To draw a more complete picture of the performance to stratify patients using the combined score, we next selected patients of the test set for advanced stage disease (stage III/IV, UICC8th; Supplementary Fig. 7a; combined score, LRT = 9.5, p = 0.002, employing a chi-square distribution, n = 219, c-index = 0.57; Supplementary Fig. 7b). Patients with a high combined score had a HR of 0.48 [95% CI = 0.27–0.86], p = 0.013, n = 219 (Supplementary Fig. 7c), while a level of significance could not be reached for the intermediate group (HR = 0.81, [95% CI = 0.54–1.21], p = 0.3). For regular HPV testing a level of significance could not be reached (HPV-positive, LRT = 2.77, p = 0.1, employing a chi-square distribution, c-index = 0.51, HR = 0.53 [95% CI = 0.23–1.2], p = 0.12, Cox proportional hazards model; Supplementary Fig. 7d). A multivariate analysis showed a significant prognostic association of the high combined score, HR = 0.42 [95% CI = 0.22–0.77], p = 0.006, derived by a Cox proportional hazards model and no significant association for the intermediate group HR = 0.81 [95% CI = 0.52–1.26], p = 0.35, Cox proportional hazards model (Supplementary Fig. 7e; n = 195).
In addition, we selected only HPV-positive cases (Fig. 4f) and applied the combined score to stratify these patients. Here, the combined score showed an LRT = 9.3 (p = 0.002, employing a chi-square distribution, n = 230, c-index = 0.63; Fig. 4g). By again dividing patients using the same three-tier threshold, patients with a high score had a HR = 0.18 [95% CI = 0.06–0.56], p = 0.003, derived by a Cox proportional hazards model and patients with an intermediate score HR = 0.46 [95% CI = 0.24–0.90], p = 0.022, Cox proportional hazards model (Fig. 4h). This resulted in a five-year overall survival rate of 92% [95% CI = 84–100%] for patients within the high group, 83% [95% CI = 76–90%] for patients in the intermediate group and 63% [95% CI = 47–84%] for the low group. Consistently, by following a multivariate approach, the analysis showed a significant prognostic association of the high combined score with HR = 0.21 [95% CI = 0.05–0.87], p = 0.032, derived by a Cox proportional hazards model, and no significant association for the intermediate group HR = 0.54 [95% CI = 0.24–1.24], p = 0.128, Cox proportional hazards model (Supplementary Fig. 7e; n = 196).

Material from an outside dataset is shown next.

PR #1087, opened 2026-08-12
Address docs drift by removing some stale columns

### LINKED ISSUE #1086: Documentation drift: 11 documented columns absent from the catalog (all 11 hand-checked)
Hi — we surveyed public dbt projects, comparing each one's `manifest.json` (what the YAML documents) against its `catalog.json` (what the warehouse reported at `dbt docs generate` time). Your published docs site was one we could reach.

To this end, we explored visual correlates of misclassified cases and provided their clinical characteristics. We chose four cases, namely with the highest tile-class prevalence, but which were falsely classified as HPV-positive (false-positive) or that were falsely classified as HPV-negative (false-negative). Interestingly, two cases being falsely classified as HPV-positive were found to be p16 positive but HPV-DNA negative (Supplementary Fig. 9a) with an overall survival of 6.6 and 12.3 years, respectively. Two cases that had been falsely classified as HPV-negative were both found to be HPV-DNA/p16 positive but had an overall survival of 0.16 years and 0.42 years, respectively (Supplementary Fig. 9b).